▶ **Exercise aim**
Reproduce without change the lines in the material below that run from the one with "xrstf: Is it" to the end, and nothing more.

▶ **Dataset records**

PR #264, opened 2026-08-13
chore: update README and diagrams for Search Operator

FWuermse:
Updates readme to reflect recent changes in [ADR 007](https://github.com/platform-mesh/architecture/blob/main/adr/007-search-config-resource.md) and [RFC 003](https://github.com/platform-mesh/architecture/blob/main/rfc/003-search-architecture.md).


aaronschweig (approved):
maybe we can have the source of the SVG as part of that as well for future editing/adjustments?

PR #268, opened 2026-08-14
feat(search): make JWT user claim configurable

### LINKED ISSUE #371: story: Search reflects provider permissions and user claim config
### User Story

As a Platform Mesh admin
I want Search to reflect provider permissions and user claim configuration
so that Search behaves consistently with the auth webhook.

# Context

The default user claim (E-Mail, ID, etc.) can be configured in the [security operator](https://github.com/platform-mesh/platform-mesh/blob/main/operators/security-operator/internal/config/config.go#L101). Also which FGA roles are default for each Resource in Platform Mesh can be configured via the provider permission claims (e.g. whether `member` is the default role or `authenticated_user`). 

# Proposed solution

- Introduce a new config field matching the Search Operator's config `user-claim` and extract this field from the JWT token
- Keep `email` the default `user-claim` if not configured
- Adjust and possibly rename the exact field `fga_account_object` to whatever is the default role for visibility

### Acceptance Criteria

- [ ] Search results represent a subset of what the auth webhook would show
- [ ] Correct FGA tuple is extracted 

### Parent Epic

_No response_

### Additional Context

_No response_

hellsontime:
## Summary

- add configurable `--user-claim` support to Search Service, defaulting to `email`
- retain arbitrary JWT claims in `golang-commons` through a dedicated `ClaimSet`
- use the configured claim as the OpenFGA user instead of the previous `mail`/`sub` fallback
- reject missing, blank, or non-string configured claims with `401 Unauthorized`
- document that the value must match the Security Operator configuration

Closes platform-mesh/backlog#371

## Testing

- `go test -count=1 ./...` in `golang-commons`
- `go test -count=1 ./...` in `services/search-service`
- `task lint` in both modules
- manually tested signed RS256 JWTs with `email`, `mail`, `sub`, `preferred_username`, and a custom claim
- verified missing and non-string claims return `401`
- started the real Search Service binary with different `--user-claim` values and verified requests pass or fail at the expected middleware stage

## Notes

The existing OpenFGA `get` relation is unchanged. This change only makes the JWT claim used as the user identity configurable.


services/search-service/internal/middleware/orgauth.go
```diff
@@ -100,11 +102,8 @@ func (o *OrgContextMiddleware) SetRequestContext() func(http.Handler) http.Handl
 				}
 			}
 
-			user := strings.TrimSpace(token.Mail)
-			if user == "" {
-				user = strings.TrimSpace(token.Subject)
-			}
-			if user == "" {
+			user, found := token.Claims.String(o.userClaim)
+			if !found || strings.TrimSpace(user) == "" {
```
xrstf: Is it intended to keep spaces in claimes like `"foobar "`? From reading the code it seems like we generally want to get rid of / ignore whitespace, but we only do it to detect entirely empty values? I'd do

```go
// no need to check for existence, the empty value "" suits us just fine
user := strings.TrimSpace(token.Claims.String(o.userClaim))
if user == "" { .... }
```

pteich: agree, we should trim ws in any case

hellsontime: good catch, and no it was not intentional. The previous mail/subject path returned a trimmed value as well.

pteich (dismissed):
We originally had a simpler approach in mind (just use subject or email) but this more general approach is a better choice imho.

xrstf (dismissed):

aaronschweig:
@hellsontime would be great if you could resolve the conflicts then we can merge the PR 💪

OlegErshov (approved):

▶ **Task solution**
xrstf: Is it intended to keep spaces in claimes like `"foobar "`? From reading the code it seems like we generally want to get rid of / ignore whitespace, but we only do it to detect entirely empty values? I'd do

```go
// no need to check for existence, the empty value "" suits us just fine
user := strings.TrimSpace(token.Claims.String(o.userClaim))
if user == "" { .... }
```

pteich: agree, we should trim ws in any case

hellsontime: good catch, and no it was not intentional. The previous mail/subject path returned a trimmed value as well.

pteich (dismissed):
We originally had a simpler approach in mind (just use subject or email) but this more general approach is a better choice imho.

xrstf (dismissed):

aaronschweig:
@hellsontime would be great if you could resolve the conflicts then we can merge the PR 💪

OlegErshov (approved):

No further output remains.